So other good idea I've had, I've started to stockpile wood, instead of just making pits of loose soil at the top of the hill, I'm going to fill the pits with a fire, cover with Dirt and water, and make biochar, I want the top of the gold fault garden, to have as much biochar as possible to work as a spunge holding water, the top of the fault evtually wont be so much a hollow more a mound in time. Has anyone experience with making corn stalks into biochar, I even wonder if making peanut hay into biochar is possible, if you extinguish it quick enough.

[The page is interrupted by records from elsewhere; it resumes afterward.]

Issue #5099, opened 2023-01-26
cutadapt: paired parameter inconsistency


bernt-matthias:
- `Optional separate quality cutoff for Read 2` is show only for paired end input (which makes sense)
- `Specify a minimum/maximum length for reverse reads (R2)` (and included params) is in the `Filter Options` section (irrespective of the input being paired or not)

Should be unified.

PR #5577, opened 2023-11-03
cutadapt improvements

bernt-matthias:
fixes https://github.com/galaxyproject/tools-iuc/issues/5099 

While working on this I have noted some more room for improvement. special attention is needed here IMO:

- the `internal` parameter has been dropped. while the implementation was probably not good anyway (the set value applied to all adapters which was likely not intended), the current implementation does not allow adding the `X` for builtin adapters.

Maybe I find the time to add some missing parameters ... 

FOR CONTRIBUTOR:


tools/cutadapt/macros.xml
```diff
@@ -1,7 +1,7 @@
 <macros>
-    <token name="@TOOL_VERSION@">4.4</token>
+    <token name="@TOOL_VERSION@">4.5</token>
     <token name="@VERSION_SUFFIX@">0</token>
-    <token name="@FASTQ_TYPES@">fastq.gz,fastq,fasta</token>
+    <token name="@FASTQ_TYPES@">fastqsanger.bz2,fastqsanger.gz,fastqsanger,fasta</token>
```
mvdbeek, line 4: Are you sure that cutadapt doesn't rewrite quality scores ?

bernt-matthias: I'm about to add a fix for this which will append `--quality-base=64` to the CLI for `fastaillumina` and `fastqsolexa`.

Seems that Illumina input gives Illumina output. There is a [test case in the cutadapt sources](https://github.com/marcelm/cutadapt/blob/e04cc32e392e1cbe0c518b4e0637cdf03533d440/tests/test_commandline.py#L252). Test data [before](https://github.com/marcelm/cutadapt/blob/v4.5/tests/data/illumina64.fastq) and [after](https://github.com/marcelm/cutadapt/blob/v4.5/tests/cut/illumina64.fastq). 

I will add these tests here using the new `location` attribute .. which would need https://github.com/galaxyproject/planemo/pull/1388 to pass here :) I just don't understand the problem there.

mvdbeek: Please don't use location in the IUC, especially if the input file is not large.

bernt-matthias: > Please don't use location in the IUC, especially if the input file is not large or it is easy to downsample.

Why is that? Here it becomes particular handy because I could even use `@TOOL_VERSION@` in the link :)

mvdbeek: Why expose ourselves to disappearing urls for no reason ?

bgruening (approved):

bernt-matthias:
Do you want to have another look on this @mvdbeek ?

tools/cutadapt/cutadapt.xml
```diff
@@ -39,15 +39,18 @@
...
 #end if
 
-#if $input_1.is_of_type("fastq.gz", "fastqsanger.gz"):
-    #set ext = ".fq.gz"
-#else if $input_1.is_of_type("fastq.bz2", "fastqsanger.bz2"):
-    #set ext = ".fq.bz2"
-#else if $input_1.is_of_type('fasta'):
-    #set ext = ".fa"
-#else:
+#if $input_1.ext.startswith("fastq"):
```
mvdbeek, line 42: This prevents adding any hypothetical fastq datatype that can't be processed by cutadapt. I think we'd be better off with the `is_of_type` check, which you can still combine with the `.endswith` check below ?

mvdbeek (approved):

tools/cutadapt/cutadapt.xml
bernt-matthias:
```suggestion
#if $input_1.ext.is_of_type("fastq"):
```

mvdbeek:
thanks a lot @bernt-matthias!

lldelisle:
Hi guys,
I've run this tool on my old instance (22.01) and it failed because the `cut` argument has moved from the section `library.r1` to the section `read_mod_options` but the command line uses `str($cut)` so my instance says:
```
  File "/data/galaxy/galaxy/server/lib/galaxy/jobs/runners/__init__.py", line 248, in prepare_job
    job_wrapper.prepare()
  File "/data/galaxy/galaxy/server/lib/galaxy/jobs/__init__.py", line 1202, in prepare
    self.command_line, self.version_command_line, self.extra_filenames, self.environment_variables = tool_evaluator.build()
  File "/data/galaxy/galaxy/server/lib/galaxy/tools/evaluation.py", line 448, in build
    global_tool_logs(self._build_command_line, config_file, "Building Command Line")
  File "/data/galaxy/galaxy/server/lib/galaxy/tools/evaluation.py", line 77, in global_tool_logs
    raise e
  File "/data/galaxy/galaxy/server/lib/galaxy/tools/evaluation.py", line 73, in global_tool_logs
    return func()
  File "/data/galaxy/galaxy/server/lib/galaxy/tools/evaluation.py", line 465, in _build_command_line
    command_line = fill_template(command, context=param_dict, python_template_version=self.tool.python_template_version)
  File "/data/galaxy/galaxy/server/lib/galaxy/util/template.py", line 107, in fill_template
    raise first_exception or e
  File "/data/galaxy/galaxy/server/lib/galaxy/util/template.py", line 80, in fill_template
    return unicodify(t, log_exception=False)
  File "/data/galaxy/galaxy/server/lib/galaxy/util/__init__.py", line 1080, in unicodify
    value = str(value)
  File "/data/galaxy/galaxy/venv/lib/python3.8/site-packages/Cheetah/Template.py", line 1053, in __unicode__
  File "cheetah_DynamicallyCompiledCheetahTemplate_1716409893_2057257_87444.py", line 608, in respond
NameMapper.NotFound: cannot find 'cut'
```
Would you mind to fix this or change the profile version?
Thanks.

mvdbeek:
Which version is that happening on @lldelisle ? This seems to be fixed in the latest version at least ?

lldelisle:
Maybe I just ran an iwc rna-seq workflow and it was version 4.4+galaxy1

PR #49, opened 2018-06-19
Feature/user page

William-Unosquare:
- Adds a new page `/user/:userId` to the app that renders details about a specific user. Right now this is an admin only page. It would be good to expand it so that a team leader could view their team members on this page.

chrome_2018-06-19_13-31-58

- I got fed up with making similar holiday tables repeatedly soooo I gave that job to a `<HolidayList />` component. Basically, you feed it an array of holidays for it to use. Then you define the columns and actions with 2 other array props. This is how it looks for the table in the screenshot above:

```
<HolidayList
    holidays={profileHolidays}
    columns={['status', 'start', 'end', 'requested']}
    actions={['approve', 'reject']}
/>
```

- I added an interceptor that gets triggered when a list of holidays are called, that adds a `start` `end` and `requested` field to the data. These are basically moment.js objects for the holiday dates, making our lives easier when it comes to formatting dates.

### DIFF
--- a/web-app/src/components/common/HolidayList/index.jsx
+++ b/web-app/src/components/common/HolidayList/index.jsx
@@ -12,13 +12,14 @@ const buildTableHeaders = (columns) => {
 
 const buildTableValues = (columns, holiday) => {
   const { forename, surname } = holiday.employee;
-  const { holidayId, date, dateCreated, holidayStatusId } = holiday;
+  const { holidayId, start, end, requested, holidayStatusId } = holiday;
 
   const values = {
     status: <td key={`${holidayId}status`}><StatusDot status={holidayStatusId} />{statusText[holidayStatusId]}</td>,
     employee: <td key={`${holidayId}employee`}>{`${forename} ${surname}`}</td>,
-    date: <td key={`${holidayId}date}`}>{`${date[2]}/${date[1]}/${date[0]}`}</td>,
-    created: <td key={`${holidayId}created`}>{`${dateCreated[2]}/${dateCreated[1]}/${dateCreated[0]}`}</td>,
+    start: <td key={`${holidayId}start}`}>{start.format('Do MMM YYYY')}</td>,
+    end: <td key={`${holidayId}end}`}>{end.format('Do MMM YYYY')}</td>,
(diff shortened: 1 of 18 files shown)


fraser-uno (commented):
Really like this idea, from an Admin perspective this would be quite useful

web-app/src/components/common/HolidayList/index.jsx
```diff
@@ -0,0 +1,78 @@
...
+  }, []);
+};
+
+const buildTableActions = (props, holiday) => {
+  const {actions, approveHoliday, rejectHoliday } = props;
+  const { holidayId } = holiday;
+
+  const values = {
+    approve: <button key={`${holidayId}approve`} onClick={() => approveHoliday(holiday)}>Approve</button>,
+    reject: <button key={`${holidayId}reject`} onClick={() => rejectHoliday(holiday)}>Reject</button>,
```
fraser-uno, line 36: Great job on this. I think maybe because the direction this file is going is reusability, maybe these constants could be saved in a separate file?

web-app/src/components/common/HolidayList/index.jsx
```diff
@@ -0,0 +1,78 @@
...
+const buildTableValues = (columns, holiday) => {
+  const { forename, surname } = holiday.employee;
+  const { holidayId, date, dateCreated, holidayStatusId } = holiday;
+
+  const values = {
+    status: <td key={`${holidayId}status`}><StatusDot status={holidayStatusId} />{statusText[holidayStatusId]}</td>,
+    employee: <td key={`${holidayId}employee`}>{`${forename} ${surname}`}</td>,
+    date: <td key={`${holidayId}date}`}>{`${date[2]}/${date[1]}/${date[0]}`}</td>,
+    created: <td key={`${holidayId}created`}>{`${dateCreated[2]}/${dateCreated[1]}/${dateCreated[0]}`}</td>,
+  };
```
fraser-uno: Same with these?

fraser-uno (approved):

web-app/src/components/common/HolidayList/index.jsx
William-Unosquare: Yep. Barry also mentioned this. I'm going to rework it a little more.

BrownMark (approved):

So I get pretty specific instruction on how to select my corn for next year, some to me represent women, I,lol put them in the center of the population, some are the sun and fire, they are women too. Some of the red ones have curses, the red ones are men, but some are good. Some are trees, like cherry trees, or a tulip poplar, trees are even trees when on fire, and some remind me of bad things. Some make me feel really good when I hold it in my hand, some not. So what I'm getting at, is I'm going to keep, quite a few populations in somewhat separation. I will plant, 20-30 ears at the center, these are my favorite, I want to slightly inbreed my favorite characteristics here, keep them as a separate population, then eventually maybe out breed them, I haven't exactly figured it all out, they will outbreed as far as pollen goes but not 100 percent. I'm going to also plant all the earliest ones at the corners. Some I want to plant deeper than most, 2 small ears felt real good, and I heard something in my head say they may have a lot of protein, I may plant those 2 in isolation near the edge of field. I will also save 50 or so cobs to make the general population. I'm turning it more flinty. I also I'm guessing from the hues of dark yellow, probably has high cartonene yellow in mequakie, that I'm selecting for.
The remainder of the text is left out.